Start of Records
PR #8338, opened 2024-04-16
OAuth2Client: refactor HTTP exchanges into separate flows

adutra:
Extracts all interactions with the authorization server out of `OAuth2Client` into separate classes implementing the new `Flow` interface. 

Simplifies `OAuth2Client` which now becomes merely a token refresh engine. Also makes it easier to implement more flows in the future.


api/client/src/main/java/org/projectnessie/client/auth/oauth2/OAuth2ClientConfig.java
```diff
@@ -191,6 +191,11 @@ HttpClient getHttpClient() {
         .build();
   }
 
+  void clearSecrets() {
```
adutra, line 194: A corollary of this change is that secrets will be kept in the config object until the client is closed. I think we can live with that.

api/client/src/main/java/org/projectnessie/client/auth/oauth2/Secret.java
```diff
@@ -38,27 +31,11 @@ public int length() {
     return value.length;
   }
 
-  public char[] getCharsAndClear() {
```
adutra, line 41: This is *in theory* part of the public API, but I don't think anybody out there was calling this method or `getStringAndClear`. But I'm happy to put them back and mark them as deprecated instead.

api/client/src/main/java/org/projectnessie/client/auth/oauth2/MustFetchNewTokensException.java
```diff
@@ -0,0 +1,22 @@
...
+ * Unless required by applicable law or agreed to in writing, software
+ * distributed under the License is distributed on an "AS IS" BASIS,
+ * WITHOUT WARRANTIES OR CONDITIONS OF ANY KIND, either express or implied.
+ * See the License for the specific language governing permissions and
+ * limitations under the License.
+ */
+package org.projectnessie.client.auth.oauth2;
+
+class MustFetchNewTokensException extends RuntimeException {
+  public MustFetchNewTokensException(String message) {
```
dimas-b, line 19: Since the class is not `public` we should probably keep the constructor non-public too.

dimas-b (commented):
LGTM :+1: just some minor comments.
End of Records
(Exercise description): With no line omitted, copy all the data exactly.

(Final answer):
PR #8338, opened 2024-04-16
OAuth2Client: refactor HTTP exchanges into separate flows

adutra:
Extracts all interactions with the authorization server out of `OAuth2Client` into separate classes implementing the new `Flow` interface. 

Simplifies `OAuth2Client` which now becomes merely a token refresh engine. Also makes it easier to implement more flows in the future.


api/client/src/main/java/org/projectnessie/client/auth/oauth2/OAuth2ClientConfig.java
```diff
@@ -191,6 +191,11 @@ HttpClient getHttpClient() {
         .build();
   }
 
+  void clearSecrets() {
```
adutra, line 194: A corollary of this change is that secrets will be kept in the config object until the client is closed. I think we can live with that.

api/client/src/main/java/org/projectnessie/client/auth/oauth2/Secret.java
```diff
@@ -38,27 +31,11 @@ public int length() {
     return value.length;
   }
 
-  public char[] getCharsAndClear() {
```
adutra, line 41: This is *in theory* part of the public API, but I don't think anybody out there was calling this method or `getStringAndClear`. But I'm happy to put them back and mark them as deprecated instead.

api/client/src/main/java/org/projectnessie/client/auth/oauth2/MustFetchNewTokensException.java
```diff
@@ -0,0 +1,22 @@
...
+ * Unless required by applicable law or agreed to in writing, software
+ * distributed under the License is distributed on an "AS IS" BASIS,
+ * WITHOUT WARRANTIES OR CONDITIONS OF ANY KIND, either express or implied.
+ * See the License for the specific language governing permissions and
+ * limitations under the License.
+ */
+package org.projectnessie.client.auth.oauth2;
+
+class MustFetchNewTokensException extends RuntimeException {
+  public MustFetchNewTokensException(String message) {
```
dimas-b, line 19: Since the class is not `public` we should probably keep the constructor non-public too.

dimas-b (commented):
LGTM :+1: just some minor comments.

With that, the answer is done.